[Source records]
-.-.-
PR #929, opened 2021-02-15
Feature/nlist v3

### LINKED ISSUE #861: Port tree and stencil neighbor lists to v3.0 API
## Description

Port the tree and stencil neighbor lists to v3 and include unit tests.

tommy-waltmann:
## Description

This PR covers converting all the neighbor lists from v2 to v3.

## Motivation and context

Resolves #861 

## How has this been tested?

Tests for the neighbor lists are in `md/pytest/test_nlist.py`. They are very simplistic, they mostly just involve getting and setting parameters. More in-depth tests of the neighbor finding are done in c++. We may also want to add tests ensuring neighbor lists and pair potentials are communicating the rcut matrix correctly.

## Change log

```
update Tree and Stencil neighbor lists to v3 API
```

## Checklist:

- [ x] My name is on the list of contributors (`sphinx-doc/credits.rst`) in the pull request source branch.


hoomd/md/nlist.py
```diff
@@ -190,235 +176,138 @@ def _detach(self):
...
-            self.cpp_nlist = _md.NeighborListStencil(hoomd.context.current.system_definition, 0.0, r_buff, self.cpp_cl, cls)
-        else:
-            self.cpp_cl  = _hoomd.CellListGPU(hoomd.context.current.system_definition)
-            hoomd.context.current.system.addCompute(self.cpp_cl , self.name + "_cl")
-            cls = _hoomd.CellListStencil(hoomd.context.current.system_definition, self.cpp_cl)
-            hoomd.context.current.system.addCompute(cls, self.name + "_cls")
-            self.cpp_nlist = _md.NeighborListGPUStencil(hoomd.context.current.system_definition, 0.0, r_buff, self.cpp_cl, cls)
-
-        self.cpp_nlist.setEvery(check_period, dist_check)
+    def __init__(self, cell_width, buffer=0.4, check_dist=True, deterministic=False,
```
joaander, line 231: We should use the same order of arguments for the common parameters between the different neighbor list classes. Put the parameters that are different at the end of the list. The documentation should be updated to match the order in the signature.

joaander (changes requested):
Thanks! This is a great start.

It looks like we need to fix the documentation build failures and some failing unit tests. @b-butler, would you review this as well?

b-butler (commented):
The code looks good, besides the failing tests, although I am not sure what is causing them.

hoomd/md/nlist.py
```diff
@@ -155,7 +140,7 @@ class Cell(NList):
     Examples::
 
         cell = nlist.Cell()
-        lj = md.pair.LJ(nlist=cell)
+        lj = md.pair.LJ(nlist=cell, r_cut=1.1)
```
joaander, line 143:
```suggestion
```
Examples for pair potentials are in their corresponding docs.

hoomd/md/nlist.py
```diff
@@ -190,235 +175,138 @@ def _detach(self):
...
+        buffer (float): Buffer width.
+        exclusions (tuple[str]): Excludes pairs from the neighbor list, which
+            excludes them from the pair potential calculation.
+        rebuild_check_delay (int): How often to attempt to rebuild the neighbor
+            list.
+        diameter_shift (bool): Flag to enable / disable diameter shifting.
+        check_dist (bool): Flag to enable / disable distance checking.
+        max_diameter (float): The maximum diameter a particle will achieve.
+        deterministic (bool): When `True`, sort neighbors to help provide
+            deterministic simulation runs.
```
joaander, line 192:
```suggestion
```
I don't see `deterministic` in the C++ code for the Stencil neighbor list. I don't think it supports this option.

hoomd/md/nlist.py
```diff
@@ -190,235 +175,138 @@ def _detach(self):
...
+
+    `Stencil` creates a cell list based neighbor list object to which pair
+    potentials can be attached for computing non-bonded pairwise interactions.
+    Cell listing allows for O(N) construction of the neighbor list. Particles
+    are first spatially sorted into cells based on the largest pairwise cutoff
```
joaander, line 197:
```suggestion
    are first spatially sorted into cells with the given width `cell_width`.
```

hoomd/md/nlist.py
```diff
@@ -190,235 +175,138 @@ def _detach(self):
...
+    radius attached to this instance of the neighbor list.
```
joaander, line 198:
```suggestion
```

hoomd/md/nlist.py
```diff
@@ -190,235 +175,138 @@ def _detach(self):
         super()._detach()
 
 
-class stencil(nlist):
-    R""" Cell list based neighbor list using stencils
+class Stencil(NList):
+    R""" Cell list based neighbor list using stencils.
```
joaander, line 179:
```suggestion
    """Cell list based neighbor list using stencils.
```

hoomd/md/nlist.py
```diff
@@ -190,235 +175,138 @@ def _detach(self):
...
     Examples::
 
-        nl_s = nlist.stencil(check_period = 1)
-        nl_s.set_params(r_buff=0.5)
-        nl_s.reset_exclusions([]);
-        nl_s.tune()
-        nl_s.tune_cell_width(min_width=1.5, max_width=3.0)
+        nl_s = nlist.Stencil(cell_width=1.5)
+        nl_s.cell_width = 0.75
+        pair = hoomd.md.pair.LJ(nl_s)
```
joaander, line 223:
```suggestion
```

hoomd/md/nlist.py
```diff
@@ -190,235 +175,138 @@ def _detach(self):
...
 
-    Note:
-        *d_max* should only be set when slj diameter shifting is required by a pair potential. Currently, slj
-        is the only pair potential requiring this shifting, and setting *d_max* for other potentials may lead to
-        significantly degraded performance or incorrect results.
+    Attributes:
+        cell_width (float): The underlying stencil bin width for the cell list.
+        deterministic (bool): When `True`, sort neighbors to help provide
+            deterministic simulation runs.
```
joaander, line 228:
```suggestion
```

hoomd/md/nlist.py
```diff
@@ -190,235 +175,138 @@ def _detach(self):
...
-            self.cpp_cl  = _hoomd.CellListGPU(hoomd.context.current.system_definition)
-            hoomd.context.current.system.addCompute(self.cpp_cl , self.name + "_cl")
-            cls = _hoomd.CellListStencil(hoomd.context.current.system_definition, self.cpp_cl)
-            hoomd.context.current.system.addCompute(cls, self.name + "_cls")
-            self.cpp_nlist = _md.NeighborListGPUStencil(hoomd.context.current.system_definition, 0.0, r_buff, self.cpp_cl, cls)
-
-        self.cpp_nlist.setEvery(check_period, dist_check)
+    def __init__(self, cell_width, buffer=0.4, exclusions=('bond',),
+                 rebuild_check_delay=1, diameter_shift=False, check_dist=True,
+                 max_diameter=1.0, deterministic=False):
```
joaander, line 232:
```suggestion
                 max_diameter=1.0):
```

hoomd/md/nlist.py
```diff
@@ -190,235 +175,138 @@ def _detach(self):
...
-        """
-        if cell_width is not None:
-            self.cpp_nlist.setCellWidth(float(cell_width))
+        super().__init__(buffer, exclusions, rebuild_check_delay,
+                         diameter_shift, check_dist, max_diameter)
 
-    def tune_cell_width(self, warmup=200000, min_width=None, max_width=None, jumps=20, steps=5000):
-        R""" Make a series of short runs to determine the fastest performing bin width.
+        params = ParameterDict(deterministic=bool(deterministic),
+                               cell_width=float(cell_width))
```
joaander, line 238:
```suggestion
        params = ParameterDict(cell_width=float(cell_width))
```

hoomd/md/nlist.py
```diff
@@ -190,235 +175,138 @@ def _detach(self):
...
-            steps (int): Number of time steps to run() at each point
+        self._param_dict.update(params)
 
-        :py:class:`tune_cell_width()` executes *warmup* time steps. Then it sets the nlist *cell_width* value to *min_width* and
-        runs for *steps* time steps. The TPS value is recorded, and the benchmark moves on to the next *cell_width*
-        value completing at *max_width* in *jumps* jumps. Status information is printed out to the screen, and the
-        optimal *cell_width* value is left set for further runs() to continue at optimal settings.
+    def _attach(self):
+        if isinstance(self._simulation.device, hoomd.device.CPU):
+            cl_cls = _hoomd.CellList
```
joaander, line 244:
```suggestion
```
Not needed. The C++ code creates this internally.

hoomd/md/nlist.py
```diff
@@ -190,235 +175,138 @@ def _detach(self):
...
+            nlist_cls = _md.NeighborListStencil
+        else:
+            cl_cls = _hoomd.CellListGPU
```
joaander, line 247:
```suggestion
```

hoomd/md/nlist.py
```diff
@@ -190,235 +175,138 @@ def _detach(self):
...
+            nlist_cls = _md.NeighborListGPUStencil
+        self._cpp_cell = cl_cls(self._simulation.state._cpp_sys_def)
+        self._cpp_stencil = _hoomd.CellListStencil(self._simulation.state._cpp_sys_def,
+                                                   self._cpp_cell)
```
joaander, line 251:
```suggestion
```

hoomd/md/nlist.py
```diff
@@ -190,235 +175,138 @@ def _detach(self):
...
+        # TODO remove 0.0 r_cut from constructor
+        self._cpp_obj = nlist_cls(self._simulation.state._cpp_sys_def, 0.0,
+                                  self.buffer, self._cpp_cell, self._cpp_stencil)
```
joaander, line 254:
```suggestion
                                  self.buffer)
```

hoomd/md/NeighborListStencil.cc
```diff
@@ -325,5 +325,6 @@ void export_NeighborListStencil(py::module& m)
     {
     py::class_<NeighborListStencil, NeighborList, std::shared_ptr<NeighborListStencil> >(m, "NeighborListStencil")
         .def(py::init< std::shared_ptr<SystemDefinition>, Scalar, Scalar, std::shared_ptr<CellList>, std::shared_ptr<CellListStencil> >())
```
joaander, line 327:
```suggestion
        .def(py::init< std::shared_ptr<SystemDefinition>, Scalar)
```
No need to pass these in from Python. The C++ code manages them internally.

hoomd/md/nlist.py
```diff
@@ -190,235 +175,138 @@ def _detach(self):
...
+            list.
+        diameter_shift (bool): Flag to enable / disable diameter shifting.
+        check_dist (bool): Flag to enable / disable distance checking.
+        max_diameter (float): The maximum diameter a particle will achieve.
 
-        nl_t = nlist.tree(check_period = 1)
-        nl_t.set_params(r_buff=0.5)
-        nl_t.reset_exclusions([]);
-        nl_t.tune()
+    `Tree` creates a neighbor list using bounding volume hierarchy (BVH) tree
```
joaander, line 276:
```suggestion
    `Tree` creates a neighbor list using a bounding volume hierarchy (BVH) tree
```

hoomd/md/nlist.py
```diff
@@ -190,235 +175,138 @@ def _detach(self):
...
+    if you utilize this neighbor list style in your work.
 
-    Note:
-        *d_max* should only be set when slj diameter shifting is required by a pair potential. Currently, slj
-        is the only pair potential requiring this shifting, and setting *d_max* for other potentials may lead to
-        significantly degraded performance or incorrect results.
+    Examples::
 
+        nl_t = nlist.Tree(check_dist=False)
+        pair = hoomd.md.pair.LJ(nl_t)
```
joaander, line 296:
```suggestion
```

joaander (changes requested):
Thanks! I have some suggested improvements to the documentation and some to simplify the C++/Python interface.

tommy-waltmann:
The pattern of "Neighborlist class that creates its own CellList if nothing is passed through to the constructor" is repeated in the Cell neighborlist as well. I imagine we would want to make the same changes as the ones you are recommending to make the in Stencil nieghborlist in the Cell neighborlist.

joaander:
> The pattern of "Neighborlist class that creates its own CellList if nothing is passed through to the constructor" is repeated in the Cell neighborlist as well. I imagine we would want to make the same changes as the ones you are recommending to make the in Stencil nieghborlist in the Cell neighborlist.

Yes.

This pattern is an artifact of how Computes were handled in v2. There, all Computes were instantiated in Python and handed to the System object through Python. System handled the setCommunicator call which is why we now keep finding cases where it is not being called on these Computes that are internal to other classes.

hoomd/md/nlist.py
tommy-waltmann: After taking a closer look, I think this is something I forgot to write get/setDeterministic methods for and export in the NeighborListStencil.

tommy-waltmann:
> 
> 
> After taking a closer look, I think this is something I forgot to write get/setDeterministic methods for and export in the NeighborListStencil.

Also, is the fact that this doesn't create errors in the unit tests a consequence of how pybind handles attempting to access exported properties that don't exist, or a consequence of how the synced data structures are written?

Ideally, accessing a property that isn't exported in the cpp class should create an error to alert people to this sort of thing.

joaander:
> > After taking a closer look, I think this is something I forgot to write get/setDeterministic methods for and export in the NeighborListStencil.
> 
> Also, is the fact that this doesn't create errors in the unit tests a consequence of how pybind handles attempting to access exported properties that don't exist, or a consequence of how the synced data structures are written?
> 
> Ideally, accessing a property that isn't exported in the cpp class should create an error to alert people to this sort of thing.

Ideally, it should. @b-butler can comment on why the param_dict infrastructure works the way it does. It is convenient, but does make catching and debugging errors like this hard.

hoomd/md/nlist.py
mphoward: > After taking a closer look, I think this is something I forgot to write get/setDeterministic methods for and export in the NeighborListStencil.

I may not be remembering right, but I feel like I did not implement this option for the stencil neighbor list. It would be easy to add it if you wanted to copy the getter / setter from `NeighborListGPUBinned`. I think I just didn't see much of a potential use case at the time. (`deterministic=True` triggers an extra sort of the cell list... I found `NeighborListGPUTree` worked better for most cases where you would use `NeighborListGPUStencil`, and the tree is inherently deterministic too.)

tommy-waltmann: On the v2.9 branch, you can look and see that there is a deterministic argument passed to the stencil constructor which is passed through the setSortCellList method of the cell list class.

mphoward: Ah, I see, I must have done this at a purely python level. I only skimmed the C++ code, which does not handle this option. If you want to keep it but remove the external cell list, you would need to add the C++ methods to forward that flag to the cell list.

vyasr:
I'm removing myself from the reviewer list here since there are multiple other active reviewers. Let me know if my review will be particularly useful here.

hoomd/md/nlist.py
```diff
@@ -174,251 +158,139 @@ def __init__(self, buffer=0.4, exclusions=('bond',), rebuild_check_delay=1,
...
+            nlist_cls = _md.NeighborListGPUStencil
+        # TODO remove 0.0 r_cut from constructor
+        self._cpp_obj = nlist_cls(self._simulation.state._cpp_sys_def, 0.0,
+                                  self.buffer)
+        super()._attach()
 
-        Each benchmark is repeated 3 times and the median value chosen. In total, ``(warmup + 3*jump*steps)`` time steps
-        are run.
+    def _detach(self):
+        super()._detach()
```
tommy-waltmann, line 245: remove this

hoomd/md/nlist.py
```diff
@@ -174,251 +158,139 @@ def __init__(self, buffer=0.4, exclusions=('bond',), rebuild_check_delay=1,
...
-        value completing at *max_width* in *jumps* jumps. Status information is printed out to the screen, and the
-        optimal *cell_width* value is left set for further runs() to continue at optimal settings.
+    def _attach(self):
+        if isinstance(self._simulation.device, hoomd.device.CPU):
+            nlist_cls = _md.NeighborListStencil
+        else:
+            nlist_cls = _md.NeighborListGPUStencil
+        # TODO remove 0.0 r_cut from constructor
+        self._cpp_obj = nlist_cls(self._simulation.state._cpp_sys_def, 0.0,
+                                  self.buffer)
```
tommy-waltmann, line 241: I can add and export a cpp constructor which would only take 2 arguments so we don't have to always pass this 0 through here. Does this sound like a good idea to others?

hoomd/md/nlist.py
```diff
@@ -174,251 +158,139 @@ def __init__(self, buffer=0.4, exclusions=('bond',), rebuild_check_delay=1,
...
-        self._cpp_cell = cell_cls(self._simulation.state._cpp_sys_def)
         # TODO remove 0.0 (r_cut) from constructor
         self._cpp_obj = nlist_cls(self._simulation.state._cpp_sys_def, 0.0,
-                                  self.buffer, self._cpp_cell)
+                                  self.buffer)
         super()._attach()
 
     def _detach(self):
-        del self._cpp_cell
         super()._detach()
```
tommy-waltmann, line 170: remove this

hoomd/md/nlist.py
mphoward: This would be a bit of a weird pattern because you would be eliminating the middle variable from this full constructor. I prefer explicitly setting r_cut to zero.

tommy-waltmann: In v3 API the middle variable (`r_cut`) is more or less a dummy because of how the neighborlist consumer communicates its rcut matrix with the neighborlist. Because of this, there aren't many cases (only cases I'm aware of are cpp unit tests) where this argument is useful on construction of the neighborlists. Because of the above, I don't think this is a weird pattern, its just more in line with how neighborlists are going to be used going forward.

mphoward: I'm pretty sure that variable has been used as a dummy for a while, it is vestigial from when HOOMD did not support per-type cutoffs in the neighbor list. If you don't want to type the zero explicitly, I would propose removing it (and having the class default initialize to 0.0 internally) rather than having two constructors:
```c++
NeighborList(system, r_buff)
```
I find the pattern strange compared to python and most C++ classes where you would want to overload a method with incrementally longer call signatures, but you wouldn't usually want to reorder the variables. This is particularly important here since `r_cut` and `r_buff` have the same type. For example, I would expect:
```c++
NeighborList(system, r_buff);
NeighborList(system, r_buff, r_cut);
```
or even better
```c++
NeighborList(system, r_buff, r_cut=0.0);
```
if you wanted to support both. As you say, there isn't much of a use case for setting `r_cut` though, so the simplest solution would be to remove it.

tommy-waltmann: I see what you meant by "weird pattern" originally now. I agree with your last suggestion to reorder the arguments and make the `r_cut` argument default to 0. Removing it would require a lot of work to update the cpp tests, as there are many of them that make use of the single `r_cut` and don't have consumers that communicate matrices with the neighborlists.

joaander: But, if you reorder the arguments, won't you have to update the unit tests?

I think it would be find to remove rcut entirely. You can rewrite the unit tests with a global regex search and replace.

hoomd/md/NeighborListGPUBinned.cc
```diff
@@ -18,15 +18,9 @@ namespace py = pybind11;
 #endif
 
 NeighborListGPUBinned::NeighborListGPUBinned(std::shared_ptr<SystemDefinition> sysdef,
-                                             Scalar r_cut,
-                                             Scalar r_buff,
-                                             std::shared_ptr<CellList> cl)
-    : NeighborListGPU(sysdef, r_cut, r_buff), m_cl(cl), m_param(0)
+                                             Scalar r_buff)
+    : NeighborListGPU(sysdef, r_buff), m_cl(std::make_shared<CellList>(sysdef)), m_param(0)
```
mphoward, line 22: This should be on the GPU, yes?
```suggestion
    : NeighborListGPU(sysdef, r_buff), m_cl(std::make_shared<CellListGPU>(sysdef)), m_param(0)
```

hoomd/md/NeighborListGPUStencil.cc
```diff
@@ -27,23 +27,14 @@ namespace py = pybind11;
...
 NeighborListGPUStencil::NeighborListGPUStencil(std::shared_ptr<SystemDefinition> sysdef,
-                                               Scalar r_cut,
-                                               Scalar r_buff,
-                                               std::shared_ptr<CellList> cl,
-                                               std::shared_ptr<CellListStencil> cls)
-    : NeighborListGPU(sysdef, r_cut, r_buff), m_cl(cl), m_cls(cls), m_override_cell_width(false),
-      m_needs_restencil(true), m_needs_resort(true)
+                                               Scalar r_buff)
+    : NeighborListGPU(sysdef, r_buff),
+    m_cl(std::make_shared<CellList>(sysdef)),
```
mphoward, line 32:
```suggestion
    m_cl(std::make_shared<CellListGPU>(sysdef)),
```

hoomd/md/NeighborListStencil.cc
```diff
@@ -26,31 +26,19 @@ namespace py = pybind11;
...
-                                         Scalar r_buff,
-                                         std::shared_ptr<CellList> cl,
-                                         std::shared_ptr<CellListStencil> cls)
-    : NeighborList(sysdef, r_cut, r_buff), m_cl(cl), m_cls(cls), m_override_cell_width(false),
-      m_needs_restencil(true)
+                                         Scalar r_buff)
+    : NeighborList(sysdef, r_buff),
+    m_cl(std::make_shared<CellList>(sysdef)),
+    m_cls(std::make_shared<CellListStencil>(sysdef, m_cl)),
+    m_override_cell_width(false)
```
mphoward, line 33: This default is set in the header already, I think
```suggestion
```

hoomd/md/nlist.py
```diff
@@ -174,251 +158,127 @@ def __init__(self, buffer=0.4, exclusions=('bond',), rebuild_check_delay=1,
...
-    disparity in the cutoff radius. The memory demands of :py:class:`stencil` can also be lower than :py:class:`Cell` if your
-    system is large and has many small cells in it; however, :py:class:`tree` is usually a better choice for these systems.
-
-    The performance of the stencil depends strongly on the choice of *cell_width*. The best performance is obtained
-    when the cutoff radii are multiples of the *cell_width*, and when the *cell_width* covers the simulation box with
-    a roughly integer number of cells. The *cell_width* can be set manually, or be automatically scanning through a range
-    of possible bin widths using :py:meth:`tune_cell_width()`.
+        cell_width (float): The underlying stencil bin width for the cell list.
+        buffer (float): Buffer width.
+        exclusions (tuple[str]): Excludes pairs from the neighbor list, which
```
mphoward, line 174: I think this is copied from above, but if `exclusions` has the same meaning as it used to, I find "excludes pairs" to be confusing. I think you mean what styles of exclusions to use, or something like that.

mphoward (changes requested):
Looks overall good to me! Here are a few things.

joaander (approved):
Thanks!

mphoward (approved):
-.-.-
In the records above, find every line with the word "particularly" and copy it.

I'm removing myself from the reviewer list here since there are multiple other active reviewers. Let me know if my review will be particularly useful here.
I find the pattern strange compared to python and most C++ classes where you would want to overload a method with incrementally longer call signatures, but you wouldn't usually want to reorder the variables. This is particularly important here since `r_cut` and `r_buff` have the same type. For example, I would expect:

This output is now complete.